Abstract
Background: Sickle cell disease (SCD) is marked by wide variability in clinical phenotypes and severity due to environmental, clinical, and genetic factors. Variants in iron-regulatory genes are well described modifiers of clinical presentation in different diseases, but their role in modulating SCD phenotype has been sparsely studied in African populations. In this cross-sectional study, we investigated the role of single nucleotide polymorphisms (SNPs) in iron-regulatory genes in SCD severity and lifetime transfusion(Tx) requirement.

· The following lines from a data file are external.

PR #742, opened 2026-06-22
fix: align rasterized artists with get_extent 

### LINKED ISSUE #216: pixel shift in `render_images`
Hello,

When plotting an image, it seems that there is a 0.5-pixel shift. This is not visible for large images, but becomes very visible if we zoom in.

### Minimum reproducible example

```python
import numpy as np
import spatialdata_plot
import spatialdata
from spatialdata.models import Image2DModel
from spatial_image import SpatialImage

image = SpatialImage(np.zeros((1, 4, 8)), dims=("c", "y", "x"))
image = Image2DModel.parse(image)

sdata = spatialdata.SpatialData(images={"image": image})

sdata.pl.render_images().pl.show()
```

It should render this image (we see that the image is not reaching `(8, 4)`, but `(7.5, 3.5)` instead):
image

Maybe I did something wrong with the x-coords or y-coords? Should we update the coords or they should be fine by default?

Sorry for such a minor issue...

timtreis:
Closes #216.

## Problem
Rasterized artists (images, labels, datashader output) used matplotlib's default **pixel-center** imshow extent `(-0.5, W-0.5, ...)`, while axis limits (`get_extent`), the element affine, and point/shape overlays use the **pixel-edge** convention. So every image sat half a pixel off — and the affine amplifies it (a `Scale(1000)` image shifted by 500 world units).

## Fix
Use pixel-edge extent `(0, W, H, 0)` so each artist's data box is the `[0, shape]` box `get_extent` transforms — they coincide under any affine.
- `_datashader.py` `_ax_show_and_transform` — shared by images + datashader.
- `render.py` `_render_labels` — labels bypass that helper via a direct `imshow(origin="lower")`, so they get an explicit `extent=(0, W, 0, H)`.

This also removes the residual datashader-points offset relative to the matplotlib backend.

## Why pixel-edge
It's spatialdata's own convention: `get_extent` reports an image as occupying `[0, shape]`, and `get_centroids` puts pixel `[0,0]`'s centroid at `(0.5, 0.5)`. The fix matches the data model — a `get_centroids` overlay now lands dead-center on its label pixel instead of on the corner.


timtreis:
FYI @LucaMarconato 

ignored until now because I didn't think it'd matter much on real data, but I guess good that it's eventually fixed

PR #745, opened 2026-06-24
fix: `pl.show()` now displays in a plain Python REPL

### LINKED ISSUE #68: `pl.show()` still not working (?) in interactive mode
I am using the latest code from main. If I run this code as a script, the plot is shown. If I set a breakpoint (I am using PyCharm) in the line with `pl.render_points()...`, and then run that line in the Python interactive console, then no plot is shown and I need to call `plt.show()` explicitly. I think the bug was once fixed, maybe it slipped in again. 

```
from spatialdata import SpatialData
from spatialdata.models import PointsModel, ShapesModel
from shapely import polygons, linearrings
from geopandas import GeoDataFrame
import pandas as pd
import geopandas as gpd
import numpy as np

def _make_points():
    """Helper function to make a Points element."""
    coordinates = np.array([[10, 10], [20, 20], [20, 30]], dtype=float)
    return PointsModel.parse(
        coordinates, annotation=pd.DataFrame({"genes": np.repeat("a", len(coordinates))}), feature_key="genes"
    )


def _make_squares() -> polygons:
    centroid_coordinates = np.array([[10, 10], [10, 80], [80, 20], [70, 60]])
    half_width = 6
    linear_rings = []
    for centroid in centroid_coordinates:
        min_coords = centroid - half_width
        max_coords = centroid + half_width

        linear_rings.append(
            linearrings(
                [
                    [min_coords[0], min_coords[1]],
                    [min_coords[0], max_coords[1]],
                    [max_coords[0], max_coords[1]],
                    [max_coords[0], min_coords[1]],
                ]
            )
        )
    s = polygons(linear_rings)
    polygon_series = gpd.GeoSeries(s)
    cell_polygon_table = gpd.GeoDataFrame(geometry=polygon_series)
    sd_polygons = ShapesModel.parse(cell_polygon_table)
    return sd_polygons


def _make_circles() -> GeoDataFrame:
    centroid_coordinates = np.array([[10, 10], [10, 80], [80, 20], [70, 60]])
    radius = 10
    circles = ShapesModel.parse(centroid_coordinates, geometry=0, radius=radius)
    return circles

points = _make_points()
squares = _make_squares()
circles = _make_circles()
import spatialdata_plot
sdata = SpatialData(points={'p': points}, shapes={'s': squares, 'c': circles})
sdata.pl.render_points().pl.render_shapes().pl.show()
# import matplotlib.pyplot as plt
# plt.show()
```

timtreis:
## Problem

Fixes #68. `pl.show()` did not display the figure in a plain Python REPL (PyCharm console, pasted REPL, `python -i`); users had to call `plt.show()` manually. Most recently re-reported [here](https://github.com/scverse/spatialdata-plot/issues/68#issuecomment-4787594596).

## Root cause

The `show=None` default keyed off `not hasattr(sys, "ps1")`. A plain Python REPL sets `sys.ps1` but leaves matplotlib **non-interactive** (unlike Jupyter/IPython), so `plt.show()` was suppressed and nothing rendered.

## Fix

Drop the `sys.ps1` check and decide purely on `matplotlib.is_interactive()`:

- interactive backends (Jupyter, IPython, `plt.ion()`) auto-render → no `plt.show()`;
- scripts and plain REPLs are non-interactive → explicit `plt.show()`.

The new condition is strictly more permissive than the old one, so it never suppresses a `show()` the old code emitted — it only adds the missing REPL case. Removed the now-unused `import sys`.

## Tests

Added `test_show_default_keys_off_is_interactive` (parametrized over the interactive flag, `sys.ps1` set in both cases to prove the decision ignores it). Verified to fail on the old logic and pass on the fix.

### DIFF
--- a/src/spatialdata_plot/pl/basic.py
+++ b/src/spatialdata_plot/pl/basic.py
@@ -1,7 +1,6 @@
 from __future__ import annotations
 
 import contextlib
-import sys
 import warnings
 from collections import OrderedDict
 from collections.abc import Callable, Sequence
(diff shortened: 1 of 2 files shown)


timtreis:
@LucaMarconato did this issue also affect you?

LucaMarconato:
Amazing Tim! Tried it out and the bug is gone 😊

Issue #606, opened 2026-04-24
render_labels crashes with cryptic skimage TypeError when label array has float dtype


timtreis:
# `render_labels` crashes with cryptic skimage `TypeError` when label array has float dtype

## Description

`Labels2DModel.parse` accepts `float32` arrays without error — this is common output from ML segmentation pipelines. When `render_labels` is subsequently called on such an element, it crashes deep in `_map_color_seg` with `TypeError: The dtype of an array to be remapped should be integer.` from skimage internals. The traceback contains no mention of the element name, the offending dtype, or how to fix the problem.

## Environment

```
spatialdata-plot: 0.3.4.dev (main, 5cfedc7)
spatialdata: 0.5.0
Python: 3.13
```

## Minimal Reproducible Example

Methods: The study was approved by the institutional review board of Lagos University Teaching Hospital, Lagos, Nigeria. Clinical data were abstracted from medical records and patient interviews using a structured questionnaire. Participants were recruited in steady state and were stratified according to the severity score previously described by Shah et al. (Clinicoecon Outcomes Res. 2020;12:625). Biochemical analyses included serum transferrin and serum iron; transferrin saturation (TS) was calculated. Genotyping was performed using the Axiom Precision Medicine Research Array (PMRA; Thermo Fisher Scientific). Seventy-one single nucleotide polymorphisms (SNPs) in genes implicated in iron metabolism were analyzed, including SLC40A1 (ferroportin), HFE (homeostatic iron regulator), HJV (hemojuvelin), HAMP (hepcidin), and TFR2 (transferrin receptor 2). SNPs whose variants were not represented in this cohort, including HFE C282Y and H63D, were excluded. Ensembl and NCBI databases were used to describe the wild-type (WT)/variant alleles and gene consequences. Univariate and multivariate logistic regression were used to analyze binary outcomes, and age-adjusted linear regression for Tx burden. Odds ratios (OR) and regression coefficients (β) were estimated using the WT as the reference. Multiple-testing correction was performed as necessary. Statistical analyses were conducted in R version 4.4.1, with p<0.05 considered significant.
Results: We included 60 genotyped, confirmed HbSS patients; median age was 22 years (range: 18–43), 22 (37.3%) were female, 42 (70.0%) were classified as mild severity (Class I), 5 (8.0%) as Class II, and 13 (22.0%) as severe (Class III). Twenty-seven (45.0%) had never received a blood Tx, while 33 (55.0%) had received Tx, median of 2units (range: 1-10).
On univariate analysis (UVA), five SNPs (rs10218795, rs10188230, rs114250626, rs4287798, and rs634349) were significantly associated with severe phenotype; three of these remained significant on multivariable analysis (MVA). Two were associated with higher odds of severe phenotype: rs10177654 (OR = 28.9, 95% CI: 3.0–100.0, p = 0.03) and rs10218795 (OR = 15.0, 95% CI: 2.4–327.0, p<0.01), while rs10188230 was associated with lower odds (OR = 0.03, 95% CI: 0.008–0.28, p<0.01). Results remained consistent after adjusting for age.
For lifetime transfusion burden, both UVA and MVA identified two significant SNPs: rs4667289, associated with higher transfusion burden (β = 2.6, 95% CI: 0.04–5.2, p = 0.047) and rs11568344, associated with lower transfusion burden (β = –1.8, 95% CI: –3.5 to –0.36, p = 0.02).
Genotype distributions for the five significant SNPs were as follows: rs10177654 (SLC40A1, transcription factor binding site), TT(WT) 12 (20.3%), TC 30 (50.8%), CC 17 (28.8%); rs10188230 (SLC40A1, intron variant), TT (WT) 32 (54.2%), TC 22 (37.3%), CC 5 (8.5%); rs10218795 (HJV, intron variant), CC (WT) 22 (37.3%), TC 29 (49.2%), TT 8 (13.6%); rs4667289 (SLC40A1 proximal intergenic), GG (WT) 46 (78.0%), AG 10 (16.9%), AA 3 (5.1%); rs11568344 (SLC40A1 splice region variant), GG (WT) 47 (79.7%), AG 9 (15.3%), AA 3 (5.1%).
Compared with the homozygous WT, patients with rs10188230 had a lower median TS (21.65% vs. 43.3%, p = 0.04), while those with rs4667289 had a higher median TS (83% vs. 31%, p<0.01). When adjusted for age and lifetime Tx, rs4667289 remained significant (β = 47.8, 95% CI 3.6-82.8, p = 0.03). No other SNPs showed association with TS.
Conclusion: We present novel genetic data on iron-regulatory variants in African patients with sickle cell disease, identifying SNPs in SLC40A1 and HJV associated with disease severity. Most of these are yet to be fully described in the literature, and their intronic locations suggest possible regulatory roles. We hope to further validate these findings in larger cohorts and through functional studies to clarify their impact on iron metabolism and clinical significance.